8 Mile

By now, you'll have heard how fantastic 8 Mile is, and what an astounding actor Eminem has proven himself. Doubtless the film will skyrocket into the troposphere of acclaim (and revenue) because no matter what any critic says about it (or him), nobody can deny he's one of the most prominent cultural forces in the Western world today.

But neither - strictly speaking - are true.

8 Mile is nothing we haven't seen before. The basic premise is as old as the Hollywood Hills, and the baby boomer generation (as well as their parents) were as wise to the 'little man makes good' plot as 8 Mile's Gen-X target audience after everything from Rocky to The Lion King .

Credit is due to Eminem more because of his enthusiasm than acting chops. The only thing he does really well is brood sullenly - when portraying the heights of emotion, it's too plainly forced.

Whether he admits 8 Mile is autobiographical or not, you can't help but feel it's the Marshall Mathers story he wants us to believe. The setting and period - even his family relationships - are closely aligned with the picture his albums have always painted of his former life.

Finding himself back in his white trash mom's trailer park home with her loser boyfriend and his sweet kid sister, Jimmy Smith Jr (aka Bunny rabbit) and his posse dream of rap fame and fortune while struggling with dead end jobs for minimum wage in a ruined neighbourhood.

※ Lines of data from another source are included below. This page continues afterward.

PR #26285, opened 2019-03-28
TrackerCommonData: Categorization script update

vargasa:
#### PR description:

`TrackerCommonData/data/Materials` package provides a script for building the categorization maps required for running `Validation/Geometry` module. This script was *a little bit* outdated (FORTRAN77) and here it is being rewritten to python3 with the same functionality (except the creation of `pdf` files, information which is now being printed directly on the console).

#### PR validation:

This update was proposed in a [Tracker DPG Meeting](https://indico.cern.ch/event/787654/contributions/3298998/attachments/1786295/2908498/Material_Budget_Categorization.pdf) and results in [the Material budget](https://indico.cern.ch/event/787656/contributions/3331625/attachments/1801554/2938673/FortranToPython_MaterialBudget.pdf) meeting. Validation was performed by comparing the output of pdf files and the new code. We'll keep the FORTRAN file until a full update of the documentation has been done.

PR #26609, opened 2019-05-03
Geometry/TrackerCommonData: Move standalone utilities to bin folder

vargasa:
#### PR description:

Move standalone utilities to bin folder as discussed [here](https://github.com/cms-sw/cmssw/pull/26285#issuecomment-481576737)

#### PR validation:

Hardcoded relative paths have been changed as well

No backport required


cvuosalo:
@cmsbuild please test

Geometry/TrackerCommonData/bin/mixture.py
```diff
@@ -185,8 +185,12 @@ def main(argv):
     radLenFile = open(fname + ".x0","w");
     intLenFile = open(fname + ".l0","w");
 
-    listOfMixedMaterials = loadMaterialsFile(inputFile="mixed_materials.input")
-    listOfPureMaterials = loadMaterialsFile(inputFile="pure_materials.input")
+    listOfMixedMaterials = loadMaterialsFile(
+        inputFile="../data/mixed_materials.input"
```
cvuosalo: It would be better to use a full path, so there is no limitation on which directory the script is run from. I think this should work in Python:
`inputFile = os.path.expandvars("$CMSSW_BASE/Geometry/TrackerCommonData/data/pure_materials.input"`

I don't know how to do this in Fortran.

vargasa: You're certainly right. I don't know how to do it in Fortran either, but I'll check

vargasa: For the record: `g77` is not available on SLC7

davidlange6:
well, no, its not general enough. you need to use the fileinpath mechanism.

vargasa:
Do you think so? This is _not_ a configuration file

andrius-k:
+1
A minimal change for DQM

davidlange6:
I think that bin would be an appropriate directory if a) these tools had a non-generic name, and b) these tools worked without the package being checked out into a developer area. As neither is the case, test is probably a better spot.. (indeed, the code doesn't belong in data/)

fabiocos:
@davidlange6 @vargasa I suggested to move the scripts away from data into a bin directory, I understand that you would consider more appropriate a script directory? As none of them exist and now the code is path independent, I think that one or the other is just a matter of choice

cvuosalo:
I think David is suggesting that the scripts be moved to `test`.

fabiocos:
fine for me the test area, strictly speaking this is not a test but I would say that we have several other examples of utilities store there. In any case for sure more appropriate than data.

cvuosalo:
please test

jfernan2:
+1

cvuosalo:
+1

fabiocos:
+1

PR #26616, opened 2019-05-03
Fix dressed lepton constituents, add tau ghosts

mseidel42:
#### PR description:

* Rivet 2.7.0 requires changes to access dressed lepton constituents (= bare lepton + photons). This did not impact any calculations done with the dressed lepton as a whole.
* Added ghost tau ancestors to identify electrons/muons from tau decays.

#### PR validation:

Tested on ttbar sample, number of dressed lepton constituents has entries >1 as expected again. Tau ghosts increase number of constituents and show up in the `tags` collection.

### DIFF
--- a/GeneratorInterface/RivetInterface/interface/RivetAnalysis.h
+++ b/GeneratorInterface/RivetInterface/interface/RivetAnalysis.h
@@ -23,7 +23,7 @@ namespace Rivet {
   class RivetAnalysis : public Analysis {
 
     public:
-      std::vector<DressedLepton> leptons() const {return _leptons;}
+      ParticleVector leptons() const {return _leptons;}
       ParticleVector photons() const {return _photons;}
       ParticleVector neutrinos() const {return _neutrinos;}
       Jets jets() const {return _jets;}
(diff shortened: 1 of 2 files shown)


qliphy:
please test

qliphy:
+1

fabiocos:
+1

peruzzim:
@intrepid42: discussing with @emanca, I understand this feature is meant to support analysis. Should it be backported to 10_2_X? Is it going to affect the products in ongoing production campaigns?

intrepid42:
@peruzzim Yes, it would be great to have this in centrally produced nanoAod. It adds one tag particle for the dressed lepton GenJets. Please let us know when it would be fine to insert this change. The code needed for 10_2_X will be a bit different because of the older Rivet version there.

peruzzim:
The question is, whether merging this code (or an equivalent version of it, because of different Rivet version) will change the output of MINIAOD production in 10_2_X. If so, it would be a problem because there are ongoing production campaigns in 10_2_X. I think we have nothing calling this code in MINIAOD production, but could you please verify this point?

intrepid42:
This is not run in **MINI**AOD produciton. Only at analysis level and **nano**Aod.

peruzzim:
good, then I would say you can backport it immediately - thanks

PR #26633, opened 2019-05-04
Use explicit type for lambda in CaloSD

Dr15Jones:
#### PR description:

This works around a compiler crash in gcc 9.

#### PR validation:

This compiles fine using gcc 9.


Dr15Jones:
please test

civanch:
+1

fabiocos:
+1

fabiocos:
@Dr15Jones for my education, is there a specific reason why the "auto" statement should not work? Obviously this seems related to a modified behaviour of the compiler, I was just wondering whether there is anything strictly wrong...

Dr15Jones:
My best guess is it is a compiler bug.

fabiocos:
@Dr15Jones ok, thanks

PR #23467, opened 2018-06-04
DeepFlavour Negative Tagger + DeepFlavour 10X training

emilbols:
This PR is concerned with the implementation of the DeepFlavour negative tagger, which is used for estimating the rate of light jets being tagged as b jets. The goal of the negative tagger is to have the same light jet distribution as the full tagger, but filter out as many b-jets as possible at high discriminator values. This is done by inverting the sign of all distributions that are symmetric under sign inversion for light jets, but not for b-jets.

A description of the negative taggers in general can be found in these presentation at the BTV meeting [1] and at the RECO meeting [2].

The DeepFlavour negative tagger distribution is shown in [3]. The negative tagger discriminator values are shown from -1 to 0, and the full tagger is shown from 0 to 1. Red is b-jets, blue and light blue are light jets, and green is c-jets.

Originally this PR was a part of PR https://github.com/cms-sw/cmssw/pull/23206 , but it was filtered out due to merge conflicts. The review comments by @slava77 left in that PR has been dealt with here.

PR https://github.com/cms-sw/cmssw/pull/23206 also introduced the 94X training which was made a while back. While that PR was ongoing we produced a 10X training, which performs better, so in this PR we also add a new DeepFlavour model trained on 10X MC samples. It is therefore required that the PR  https://github.com/cms-data/RecoBTag-Combined/pull/14  is merged first. The ROC curves can be seen in [4]. Here the dashed line is c vs b and the full line is l vs b.

[1] https://indico.cern.ch/event/713923/contributions/2938152/attachments/1620844/2578707/NegativeTagger.pdf

[2] https://indico.cern.ch/event/732060/contributions/3020340/attachments/1660464/2659922/NegativeTaggerPR.pdf

[3]
deepflavournegativetagger

[4]
rocs

PR #26634, opened 2019-05-04
drop provenance checks when not needed in DeepFlavourTagInfoProducer

slava77:
do provenance check only once per collection retrieval and only when the negative tagging is running.

in a recent performance inspection the provenance check was found to dominate the CPU use in the ```DeepFlavourTagInfoProducer::produce``` calls
https://slava77sk.web.cern.ch/slava77sk/reco/cgi-bin/igprof-navigator/CMSSW_10_6_0_pre2-sign1069.136.8311.step2.1000.pp/487

This check is used only in the analysis mode with pfNegativeDeepFlavourTagInfos. 
This PR moves the check out of the loop to be done just once per event and only with the ```flip``` flag set for running negative tagging.

### DIFF
--- a/RecoBTag/FeatureTools/plugins/DeepFlavourTagInfoProducer.cc
+++ b/RecoBTag/FeatureTools/plugins/DeepFlavourTagInfoProducer.cc
@@ -152,6 +152,15 @@ void DeepFlavourTagInfoProducer::produce(edm::Event& iEvent, const edm::EventSet
 
   edm::Handle<ShallowTagInfoCollection> shallow_tag_infos;
   iEvent.getByToken(shallow_tag_info_token_, shallow_tag_infos);
+  double negative_cut = 0;//used only with flip_
+  if (flip_){//FIXME: Check if can do even less often than once per event
+    const edm::Provenance *prov = shallow_tag_infos.provenance();
+    const edm::ParameterSet& psetFromProvenance = edm::parameterSet(*prov);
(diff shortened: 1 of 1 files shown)


slava77:
@emilbols @ferencek 
this was added in #23467.

slava77:
@cmsbuild please test

RecoBTag/FeatureTools/plugins/DeepFlavourTagInfoProducer.cc
```diff
@@ -152,6 +152,15 @@ void DeepFlavourTagInfoProducer::produce(edm::Event& iEvent, const edm::EventSet
 
   edm::Handle<ShallowTagInfoCollection> shallow_tag_infos;
   iEvent.getByToken(shallow_tag_info_token_, shallow_tag_infos);
+  double negative_cut = 0;//used only with flip_
+  if (flip_){//FIXME: Check if can do even less often than once per event
```
Dr15Jones: The framework guarantees that provenance is stable over an entire Run

slava77: nice to know.
My guess was bordering on some IOV possible boundaries.
It sounds like the beginRun can be the more safe and complete version of this code.
Thanks.

slava77:
+1

for https://github.com/cms-sw/cmssw/pull/26634	3d71f1c

fabiocos:
+1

The focal point of their ambition is the same sort of underground rap battles that made Eminem famous in real life. Seemingly the angry blonde constantly referred to in Eminem's music (without the blonde), Smith tries to make his way with his self-respect intact despite little prospects and his own self doubt.

And surrounded by an effectively portrayed inner city Detroit (that would depress anyone), lower class roots and a sorry lack of prospects, his determination provides the dramatic tension that we all know and love about the atypical 'rise of the underdog' story.

But too many things make 8 Mile stumble for it to be a great film. For one, the set-up is dreadfully contrived and doesn't bring anything fresh to the little guy wins genre.

Director Curtis Hanson, together with the scriptwriter and star, wants to excuse people's faults as the result of their upbringing and environment, but it's hard to sympathise with a character who can only deal with life's frustrations with hostility and violence.

The press is also fawning over Brittany Murphy, but not only did she look (and act) like this month's Crackwhore magazine covergirl, she unwittingly exposed the essential chauvinism at the core of both rap culture and Hollywood.

As Jimmy's love interest, both he and the rest of us are appropriately hurt when she shags his shifty friend Wink. We expect her to be Jimmy's girl, you see, even after - for their first date - he takes her off into his auto plant workplace during his lunchbreak for a quick root devoid of any tenderness or feeling.

The plot occasionally falls into ridiculous territory - after spending so much of the film setting up the financial desperation plaguing Jimmy's mother (including the relationship with her current boyfriend), it's all made okay by an implausibly simple bingo win and forgotten. The rhythm also jerked painfully off track into comedy more than once, each time badly out of place.

Worst of all, by the time the credits roll, Jimmy hasn't really achieved anything. Sure, he's overcome the stage fright that haunted him in the beginning and shown up the villain's posse, but the last frame sees him returning to work, still broke, still with no deal, just a bit happier knowing he can rap. Maybe that's the point.

Sloppy execution also didn't help. At club or party scenes, it was hard enough to hear the dialogue over the pounding in the background, but trying to follow the hip hop vernacular is like watching classical Shakespeare - even if you're down wi' it. It almost needed the comic subtitles Flying High gave us years ago to translate Jive.

Eminem's creative forte is still his music, and even though 8 Mile will undoubtedly buy director Hanson more cred, he's overseen better scripts, actors and performances before.